La politique est l’art du pouvoir. C’est surtout l’art des rapports de force. Les rumeurs de plus en plus insistantes à Bangkok sur un possible retour au pays de l’ancien premier ministre et milliardaire Thaksin Shinawatra, en exil depuis la fin 2008 méritent d’être étudiées dans ce contexte. Âgé de 71 ans, ce dernier peut bien sûr toujours rêver de reprendre les commandes du pays. Mais vu la main mise actuelle de l’armée, cela parait presque impossible.
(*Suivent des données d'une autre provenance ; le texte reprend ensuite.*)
PR #208, opened 2021-04-06
Report warnings for misuse of --lsp-server

### LINKED ISSUE #202: 7$: Report warnings for misuse of --lsp-server
If `--lsp-server` is combined with options like `--output-format` and `--vim-file-bufnr`, issue a warning explaining that `--output-format` won't be used.

LiraNuna:
We should warn when the option `--lsp-server` and one of the output formats are chosen since the option is incompatible and therefore ignored.
To detect if an option was given, a new enum value `default_format` was added.

There are no tests for this, mainly since I couldn't find a test that targets the `o.files_to_lint` check right below, nor a test for `handle_options` at all.

Feedback about this approach is welcomed.

Fixes #202

### DIFF
--- a/src/main.cpp
+++ b/src/main.cpp
@@ -39,6 +39,7 @@ class any_error_reporter {
   static any_error_reporter make(output_format format,
                                  compiled_error_list *exit_fail_on) {
     switch (format) {
+    case output_format::default_format:
     case output_format::gnu_like:
       return any_error_reporter(error_tape<text_error_reporter>(
           text_error_reporter(std::cerr), exit_fail_on));
--- a/test/test-options.cpp
+++ b/test/test-options.cpp
@@ -35,7 +35,7 @@ TEST(test_options, default_options_with_no_files) {
   EXPECT_FALSE(o.help);
   EXPECT_FALSE(o.version);
   EXPECT_FALSE(o.lsp_server);
-  EXPECT_EQ(o.output_format, output_format::gnu_like);
+  EXPECT_EQ(o.output_format, output_format::default_format);
   EXPECT_THAT(o.files_to_lint, IsEmpty());
 }
 
@@ -85,6 +85,12 @@ TEST(test_options, debug_parser_visits_shorthand) {
 
 TEST(test_options, output_format) {
   {
+    options o = parse_options({});
+    EXPECT_THAT(o.error_unrecognized_options, IsEmpty());
+    EXPECT_EQ(o.output_format, output_format::default_format);
+  }
+
+  {
     options o = parse_options({"--output-format=gnu-like"});
     EXPECT_THAT(o.error_unrecognized_options, IsEmpty());
     EXPECT_EQ(o.output_format, output_format::gnu_like);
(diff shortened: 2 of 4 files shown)


LiraNuna:

src/main.cpp
```diff
@@ -141,6 +142,11 @@ void handle_options(quick_lint_js::options o) {
     std::exit(EXIT_FAILURE);
   }
   if (o.lsp_server) {
+    if (o.output_format != output_format::default_format) {
+      std::cerr << "warning: output format selection is ignored in "
+                   "--lsp-server mode\n";
+    }
```
strager, line 148: Minor: Put this logic in `options::dump_errors` (called on line 141 above).

strager (approved):
Let me know when I should merge this PR.

LiraNuna:
Ready to merge (I would recommend re-review).

test/test-options.cpp
```diff
@@ -314,6 +320,41 @@ TEST(test_options, dump_errors) {
...
+  }
+
+  {
+    options o;
+    o.lsp_server = true;
+    o.output_format = output_format::gnu_like;
+
+    std::ostringstream dumped_errors;
+    bool have_errors = o.dump_errors(dumped_errors);
+    EXPECT_TRUE(have_errors);
```
strager, line 342: Shouldn't `have_errors` be false, since we only saw warnings?

test/test-options.cpp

D’où l’hypothèse d’un compromis: un retour de Thaksin avant tout destiné à faire diversion à l’heure du mouvement étudiant pro-démocratie…
Résumons: le septuagénaire Thaksin Shinawatra n’a plus les moyens, à priori, de reprendre le pouvoir à Bangkok. Mais il continue de contrôler une large partie du personnel politique, notamment le parti d’opposition Pheu Thai aujourd’hui bousculé par l’ex «parti de l’avenir» (Future Forward) et les manifestations de la jeunesse pro-démocratie.
Quoi de mieux, dès lors, pour le pouvoir en place, dominé par les militaires thaïlandais, qu’une remise en selle de cet homme capable de rallier les masses populaires mais encore à la tête de très importants intérêts financiers dans le royaume ? Le calcul peut paraitre byzantin, voire machiavélique. Mais l’histoire thaïlandaise est riche en pareils rebondissements.
Et si Thaksin devenait, demain, le meilleur allié de l’establishment politico-militaire avant tout soucieux d’endiguer la colère d’une jeunesse urbaine difficile à contrôler, tout en donnant des gages démocratiques via de possibles amendements de la constitution. Place à la négociation. En surface et en coulisses. Évidemment sous le regard du Palais Royal.